> Records provided
PR #1058, opened 2025-07-09
Fix JavaScript SDK browser commit function and add documentation

bplatz:
## Summary
- Fix browser SDK commit function to properly handle the 3-arity case when options are provided
- Add JavaScript developer guide for both Node.js and browser usage
- Create working examples with documentation

## Problem
The browser SDK's commit function was not correctly handling the case where options are passed as a third argument. When options are provided, the commit function returns a map with metadata and the database under the `:db` key, rather than just returning the database directly. This caused "should be a map" errors when the JavaScript object was passed to ClojureScript APIs expecting a proper database object.

## Solution
Modified the browser SDK commit function to:
1. Check if the result is a map (indicating options were provided)
2. Extract the database from the `:db` key
3. Convert only the metadata to JavaScript while keeping the database as a ClojureScript object
4. Return a JavaScript object with the metadata and the ClojureScript database

## Additional Changes
- Added JavaScript developer guide in `/docs/javascript-developers-guide.md`
- Created working examples:
  - `/examples/nodejs-demo/` - Node.js example with all major operations
  - `/examples/browser-demo/` - Interactive browser example
- Updated main README to include link to JavaScript guide

## Test Plan
- [x] Browser SDK builds successfully
- [x] Node.js SDK builds successfully  
- [x] All existing tests pass
- [x] Node.js example runs without errors
- [x] Browser example works with both memory and localStorage connections
- [x] Queries execute successfully after commit with options


zonotope (approved):
🛳️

> Your instructions
Exactly the lines from the one containing "Fix JavaScript SDK" to the final line of the entries must be restated, and no others.

> Output of the exercise
Fix JavaScript SDK browser commit function and add documentation

bplatz:
## Summary
- Fix browser SDK commit function to properly handle the 3-arity case when options are provided
- Add JavaScript developer guide for both Node.js and browser usage
- Create working examples with documentation

## Problem
The browser SDK's commit function was not correctly handling the case where options are passed as a third argument. When options are provided, the commit function returns a map with metadata and the database under the `:db` key, rather than just returning the database directly. This caused "should be a map" errors when the JavaScript object was passed to ClojureScript APIs expecting a proper database object.

## Solution
Modified the browser SDK commit function to:
1. Check if the result is a map (indicating options were provided)
2. Extract the database from the `:db` key
3. Convert only the metadata to JavaScript while keeping the database as a ClojureScript object
4. Return a JavaScript object with the metadata and the ClojureScript database

## Additional Changes
- Added JavaScript developer guide in `/docs/javascript-developers-guide.md`
- Created working examples:
  - `/examples/nodejs-demo/` - Node.js example with all major operations
  - `/examples/browser-demo/` - Interactive browser example
- Updated main README to include link to JavaScript guide

## Test Plan
- [x] Browser SDK builds successfully
- [x] Node.js SDK builds successfully  
- [x] All existing tests pass
- [x] Node.js example runs without errors
- [x] Browser example works with both memory and localStorage connections
- [x] Queries execute successfully after commit with options


zonotope (approved):
🛳️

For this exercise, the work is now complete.